Он стал бить его по щекам, дергать за уши и чуть не оторвал ему соски, отчего уши у несчастного пациента стали заячьими, от созерцания процесса истязания грудей у нас самих отвисла челюсть, а вместо легкого похлопывания по щекам мы наблюдали хлесткие пощечины. Даже Хадуш, казалось, был под впечатлением. А Симон-Араб позволил себе сдержанный комментарий:

– А я и не знал, что я – лекарь.

Ньюйоркец – ноль внимания, он и не собирался приходить в себя. Он лишь выдал одну из своих бредовых фраз, причем в тоне обычного разговора, ни больше ни меньше:

– You may say what you like, Dermott, but if you don't drop Annie Powell I'll make you eat Bloom's kidneys and I'll give yours to his cat.

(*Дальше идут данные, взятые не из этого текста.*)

PR #1516, opened 2022-10-08
Extending valid DailyMotion URL regex  Fix #1430

### LINKED ISSUE #1430: Issue on Dailymotion link regex
#### Current Behavior
This valid link is not recognized as a Dailymotion link and the React Player fallback on the video element:

http://www.dailymotion.com/video/xdni1e_l-histoire-etrange-1_creation#.UXRVsbXwn90

#### Expected Behavior
Ignore dot or # character in the Dailymotion regex, to display it correctly.

egon-isnoise:
The main issue was that DailyMotion videos would not show in the player,
the technical reason was a regex in pattern.js that would not include the '#.' chars from the URL inserted in the component.

We extended the Regex code to include the '#.' chars.


Maxou44:
Looks good :)

cookpete:
Published in `v2.11.1`

PR #8738, opened 2024-10-07
perf(oidc): nest position clause for session terminated query

muhlemmer:
# Which Problems Are Solved

Optimize the query that checks for terminated sessions in the access token verifier. The verifier is used in auth middleware, userinfo and introspection.

# How the Problems Are Solved

The previous implementation built a query for certain events and then appended a single `PositionAfter` clause. This caused the postgreSQL planner to use indexes only for the instance ID, aggregate IDs, aggregate types and event types. Followed by an expensive sequential scan for the position. This resulting in internal over-fetching of rows before the final filter was applied.

Screenshot_20241007_105803

Furthermore, the query was searching for events which are not always applicable. For example, there was always a session ID search and if there was a user ID, we would also search for a browser fingerprint in event payload (expensive). Even if those argument string would be empty.

This PR changes:

1. Nest the position query, so that a full `instance_id, aggregate_id, aggregate_type, event_type, "position"` index can be matched.
2. Redefine the `es_wm` index to include the `position` column.
3. Only search for events for the IDs that actually have a value. Do not search (noop) if none of session ID, user ID or fingerpint ID are set.

New query plan:

Screenshot_20241007_110648

# Additional Changes

- cleanup how we load multi-statement migrations and make that a bit more reusable.

# Additional Context

- Related to https://github.com/zitadel/zitadel/issues/7639


cmd/setup/35_2.sql
```diff
@@ -0,0 +1,3 @@
+DROP INDEX IF EXISTS eventstore.es_wm;
+
+ALTER INDEX eventstore.es_wm_temp RENAME TO es_wm;
```
livio-a, line 3: my local cockroach fails to rename in the same transaction: `error="ERROR: index name \"es_wm\" already exists (SQLSTATE 42P07)"`

livio-a (changes requested):

cmd/setup/35_2.sql
muhlemmer: Solved now, each step runs in a seperate exec. I also cleaned up how we load multi-statement migrations and made that a bit more reusable.

internal/query/access_token.go
```diff
@@ -181,33 +184,40 @@ func (s *sessionTerminatedModel) AppendEvents(events ...eventstore.Event) {
...
+			AggregateIDs(s.userID).
+			EventTypes(
+				user.UserDeactivatedType,
+				user.UserLockedType,
+				user.UserRemovedType,
+			).
+			PositionAfter(s.position).
+			Builder()
+	}
+	if s.fingerPrintID != "" {
```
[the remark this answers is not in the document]
muhlemmer: resolved by nesting the fingerprint condition under the userID conditional.

livio-a (approved):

– И что это значит?.. – обратился Жереми к Терезе.

– «Можешь говорить, что хочешь, Дермотт, но если ты не оставишь в покое Энни Пауэл, я заставлю тебя проглотить почки Блума, а твои скормлю его коту».

Специалист Лауны постановил, что у ньюйоркца состояние «бодрствования в коме».

– У вас есть молоток?

Мы беспокойно переглянулись, но Лауна утвердительно кивнула в ответ, и двух минут не прошло, как этот эхолот уже отделывал нашего больного по полной программе: пятки, колени, ключицы, локти, запястья – везде приложился; ньюйоркец превратился в марионетку, его конечности торчали теперь во все стороны, неожиданно обретя свою природную твердость. С каждым ударом он выкрикивал какое-нибудь имя, сопровождая его прочувствованным определением:

– Руперт, сукин сын! Стэнли, дерьмо собачье! Зорро, последний прохвост! Мак-Нил, грязная свинья!

Словом, неисчерпаемый источник.

– С рефлексами никаких проблем, – заявил спелеолог человеческого мозга, – все о'кей. Может быть, только небольшая склонность к паранойе, но это уже не мое направление.